Answer with a bare number: the count of lines in the records below that have the word "crates".
..............................
PR #47745, opened 2026-01-27
extensions_ui: Fix duplicated button element IDs preventing uninstall

fury0928:
Closes #47656

Release Notes:

- Fixed extension uninstall button not working when an upgrade is available.

### DIFF
--- a/crates/extensions_ui/src/extensions_ui.rs
+++ b/crates/extensions_ui/src/extensions_ui.rs
@@ -1041,7 +1041,7 @@ impl ExtensionsPage {
             },
             ExtensionStatus::Upgrading => ExtensionCardButtons {
                 install_or_uninstall: Button::new(
-                    SharedString::from(extension.id.clone()),
+                    SharedString::from(format!("uninstall-{}", extension.id)),
                     "Uninstall",
                 )
                 .style(ButtonStyle::OutlinedGhost)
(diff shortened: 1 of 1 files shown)


crates/extensions_ui/src/extensions_ui.rs
```diff
@@ -1041,7 +1041,7 @@ impl ExtensionsPage {
             },
             ExtensionStatus::Upgrading => ExtensionCardButtons {
                 install_or_uninstall: Button::new(
-                    SharedString::from(extension.id.clone()),
+                    SharedString::from(format!("uninstall-{}", extension.id)),
```
MrSubidubi: Lets go for something like 

```suggestion
                    (SharedString::from(extension.id.clone()), ExtensionOperation::Uninstall as usize),
```

and vice versa for the others as this will prevent us from allocating a string on every render and should have the same effect.

MrSubidubi (dismissed):
Nice find, thank you for looking into this! One comment and we are good to merge.

crates/extensions_ui/src/extensions_ui.rs
fury0928: Pushed the fix

maxdeviant (approved):
Thanks!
..............................
- **ANSWER BELOW**:
4